Exemplo de resumo profissional
“Técnico de segurança do trabalho com registro no MTE e 6 anos de atuação em indústria metalúrgica com cerca de 400 empregados. Conduzi a implantação do PGR da unidade, ministrei treinamentos de NR-35 e NR-33 para 120 colaboradores no último ano e coordenei as investigações de acidente com emissão de CAT e plano de ação. Rotina com eSocial de SST, gestão de EPI e apoio à CIPA.”
Use como referência de tom e estrutura, nunca copie: recrutador percebe texto genérico.

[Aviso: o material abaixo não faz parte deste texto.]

PR #255, opened 2017-12-11
Add pick() to Renderer; use shift+click in braynsViewer for camera target change

tribal-tec:


hernando:
The camera target setter will be a very useful feature in fact.

PR #260, opened 2017-12-14
Made Brayns Ceph-ready

favreau:


favreau:
Compilation failed with the previous CMake/common sha1. So I fell back to this one. I'll need assistance on Brion to move to the latest.

PR #782, opened 2023-06-21
Setup mkdocs-material for docs+blog

birkjernstrom:


birkjernstrom:
Going to deploy this skeleton of `mkdocs-material` to setup DNS etc for `docs.polar.sh` via Vercel and get it all up & running before continuing on customizations + content.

E se eu não tiver experiência?
O recém-formado do curso técnico deve providenciar o registro no MTE assim que concluir e destacar o estágio com detalhes: setor da empresa, documentos que ajudou a elaborar, inspeções e treinamentos que acompanhou. Enquanto a primeira vaga da área não vem, funções operacionais em empresas com SST estruturado, como indústria e construção, dão vivência real de campo e valem menção. Cursos complementares gratuitos, como os da Fundacentro, órgão público de referência em SST, reforçam a atualização, principalmente sobre NR-1 e gerenciamento de riscos.
Perguntas frequentes
Precisa de registro para trabalhar como técnico de segurança do trabalho?
Sim. Além da conclusão do curso técnico, o exercício da profissão exige registro no Ministério do Trabalho e Emprego. Informe o número no cabeçalho do currículo. Se o registro está em andamento, diga isso com o protocolo, para não ser descartado por omissão.

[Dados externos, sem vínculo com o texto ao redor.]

PR #801, opened 2023-06-26
Enable 'pip install .' for docs' dependencies

fredrikaverpil:
### Why this change?

I saw @birkjernstrom 's tweet: https://twitter.com/birk/status/1673337242486558721?s=20

It's possible to install a poetry-managed pyproject.toml with pip, since poetry-core and pip has [PEP 517](https://peps.python.org/pep-0517) support:

```bash
# cd into the polar repo's docs folder (I guess this is how you want this to work)
cd polar/docs

# install
pip install .

# install as "editable" (noice for local development)
pip install -e .
```

But you've got a typo in the `packages` spec (doesn't line up with your docs folder name), and you must add an `__init__.py` into the package folder in order to make it into a Python package.

### What was changed?

- Add `__init__.py`
- Fix typo in `pyproject.toml`

### Notes

- You can check this branch out and run `pip install .` to install the mkdocs-material dep + the docs as a package itself. The versions specified in poetry.lock is supposed to be respected.
- The latter part of installing the docs package is likely redundant to you, but it is something poetry requires. Might be possible to somehow configure this to not happen 🤷  (a rabbit hole I haven't had to dive into)
- Even if you are installing the insiders version of mkdocs 🤟:100: from vercel now, you might want to consider fixing the typo and the need for this `__init__.py` if you expect users to be able to install mkdocs via this pyproject.toml file, with or without poetry. There's also an option to define e.g. [poetry dependency groups](https://python-poetry.org/docs/master/managing-dependencies/) for server, client, docs, tests etc in one central pyproject.toml file 😄 (will also remove overlap of dependencies dependabot/renovate will bug you about).

### DIFF
--- a/docs/pyproject.toml
+++ b/docs/pyproject.toml
@@ -5,7 +5,9 @@ description = "Documentation, FAQ & Blog for Polar"
 authors = ["Polar Team <support@polar.sh>"]
 license = "Apache-2.0"
 readme = "README.md"
-packages = [{include = "polar_docs"}]
+packages = [
+  { include = "docs" }
+]
 
 [tool.poetry.dependencies]
 python = "^3.9"


birkjernstrom:
Thank you so much @fredrikaverpil. So awesome with open source how I can share a question over a tweet and get a PR answer ♥️

However, reading `mkdocs-material` documentation on how to best deploy Insiders to Vercel, it turns out we only need the pip/poetry dependencies for local development. So not an issue anymore in production since it's installed via pip against remote & official mkdocs-material packages.

So unfortunately, no need to merge this one. However, the typo would be nice to fix (in case of usage in the future + clarity) so if you remove the `__init__.py`, I'll merge this :-)

birkjernstrom:
Truly sorry for the delay on this one @fredrikaverpil ❤️

This sent me into a bit of a rabbit hole of refreshing and better understanding the current state of Python package and dependency management. Honestly, I started using Poetry because I saw others use it (apps vs. packages) and preferred the `pyproject.toml` format including the centralized configuration it provided (mypy etc).

You're absolutely right though. Reading this [excellent write-up](https://caremad.io/posts/2013/07/setup-vs-requirement/) it's intended for packages vs. applications (our case).  Seems like there are a few others surprised by this here: https://github.com/pypa/pip/issues/11584

It's a shame honestly. Feels like `pyproject.toml` would be an excellent standard for both use cases provided it could support some form of flag, e.g `package = false` versus having it, requirements.txt, Pipfile etc. So I'm a bit torn here. The right choice is using `requirements.txt`, but it simultaneously feels like a step backward in DX. Having to have multiple configuration files and running pip + virtualenv. I don't remember those days with particular fondness since last I used Python substantially :-) You have pipenv, but I saw a lot of discouraging posts about that when quickly investigating this earlier this year. Will look into it again.

However, for now, we'll keep `pyproject.toml` with Poetry even though it's wrong. We should do it right eventually, but it's not a high priority now in exchange for – imho – a worse DX. Therefore, I think we can close this PR and I'll create an issue for this. Is that fair @fredrikaverpil ?

fredrikaverpil:
> Therefore, I think we can close this PR and I'll create an issue for this. Is that fair @fredrikaverpil ?

Absolutely. 😄 

Unfortunately, there is no npm/packages.json simple approach in the Python packaging ecosystem today. Instead there is a myriad of ways to achieve different things. If you don't mind, I'll just share my thoughts here; my personal rule of thumb is to use Poetry for apps and Hatch/hatchling for libraries. This comes from having used both for a long time and interacted with their maintainers.

I would personally advise against using Pipenv or PDM, but we can take that offline perhaps 😄 as I don't want this to drag out for too long but also not come out as dunking on other people's hard work.

I'm sure this will be a lot of stuff you already know, but maybe some golden nuggets that could help you figure this out to cater to your own needs.

### Poetry for apps

When developing apps (like deploying to AWS with a Dockerfile) this requires the ability to maintain a lockfile (like package.json). Poetry handsdown provides the simplest DX among the choices you have out there and kind of "just works" (at least to the extent we can talk about in the python eco system). An honorable mention goes to pip-tools but the DX is not nearly as streamlined.

Even if you do not intend to send anyone a wheel or a source distribution of your app, it still makes sense to build the package internally, as you'd catch beginner mistakes early on how you've structured your application. You can see the build step as an invisible part of the installation phase.

### Hatchling for libraries

When you intend to distribute a library, you don't want a lockfile. Then you want to be a lot more lenient about which deps versions the end user is on. Here it would be better to (still have a package definition) and define the _ranges_ or _minimum_ dependency versions supported. Hatchling provides some great convenience/DX functionalities, which makes this a lot more useful than just using a "vanilla" `pyproject.toml` IMHO.

Hatchling has surpassed tools like setuptools in popularity and even the pypa refers to hatchling in the [official packaging guide](https://packaging.python.org/en/latest/tutorials/packaging-projects/) these days.

### One project, one `pyproject.toml`

Obviously, the `pyproject.toml` specifies _one_ project. There is no story for a monorepo of multiple projects here. The convention AFAIK is to add one `pyproject.toml` for each repo's root. This assures that all the end-user has to do is set up one virtual environment and run just one command (e.g. `pip install -e .` or `poetry install`) to be able to consume your main app/library. And that would be all you'd have to do. Anything else means "you're on your own" kind of, figuring out your own take on a monorepo, and you'd have to start your main README to outline how you intend the end user to navigate your monorepo (since this is rarely using any conventions, at least not in the Python world).

Taking the above into account, for both an app and a library, the dependencies for your docs would most often be something you add into this main/root `pyproject.toml`. Most usually in a "docs" dependency group to make it clear you don't need these dependencies to run your app or use your library, but you can optionally install them. With Poetry you have [dependency groups](https://python-poetry.org/docs/master/managing-dependencies/#dependency-groups) and for hatchling/vanilla `pyproject.toml` you have [optional dependencies](https://hatch.pypa.io/latest/config/metadata/#optional).

I personally use such dependency groups for linting, formattting, testing etc - maybe overusing them a bit here, but it can in some situations make CI faster and has a smaller cache footprint... Example [here](https://github.com/fredrikaverpil/creosote/blob/main/pyproject.toml#L36-L41).

### Keeping docs separated from your projects

In your case, it seems (at least right now) you want to write docs completely detached from e.g. running [doctests](https://github.com/koaning/mktestdocs) or similar (which would require your app/lib dependencies). It also looks like your docs Vercel deployment story does not require a distribution (such as a wheel). Because of this, I would've personally just used a `requirements.txt` file, at least short-term, to indicate that all you need here is that one mkdocs dependency and no further setup.

You might also want to look at Pydantic's docs story for inspiration, as they consume docs from other projects like pydantic-settings, making it possible to encompass all aspects of Pydantic eventhough it is spread over mutiple projects.

### Closing notes

The Python ecosystem for a long time relied on requirements.txt files and projects such as pip-tools emerged to provide the capability of coupling that with a lockfile mechanism. Over time, PEPs were driven in a direction to allow to tap into pip behavior by providing your own build frontend/backend, supplying your own code to e.g. resolve dependencies or read from your own lockfile mechanism. This has resulted in fragmentation, and I recommend you [listen to this talkpython podcast episode](https://talkpython.fm/episodes/show/406/reimagining-pythons-packaging-workflows) if you want to hear more about how the PyPa are in the process of reevaluating the situation, maybe focussing more on providing a "sane default" as to how to deal with these things.

Comparing this whole situation with the rust/go ecosystem, we still have a long way to go in terms of DX simplicity though... (according to rambling old me, that is).

birkjernstrom:
Wow thank you @fredrikaverpil for this excellent write-up! 🙏 Creating an issue out of it to have in the backlog so this doesn't get lost.

I agree with the recommendation outlined here in regards to using `poetry` still and that our projects are treated as packages, but internal ones. Just doing it for `server` for now since that's our only true Python "repo" in development within our monorepo and docs are separate. Likely moving docs to a simple `requirements.txt`.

Quais NRs colocar no currículo de técnico de segurança?
As do setor da vaga, sempre ligadas a algo que você fez: PGR e inventário de riscos (NR-1), gestão de EPI (NR-6), trabalho em altura (NR-35), espaço confinado (NR-33), máquinas (NR-12) ou construção (NR-18). Lista solta de siglas sem contexto não convence o selecionador.
O que mudou do PPRA para o PGR e como mostrar isso no currículo?
Desde 2022 a NR-1 estabelece o Gerenciamento de Riscos Ocupacionais (GRO), com o PGR no lugar do PPRA. Cite experiência com inventário de riscos e plano de ação do PGR, e com os eventos de SST do eSocial. Currículo que só menciona PPRA passa a impressão de estar parado no tempo.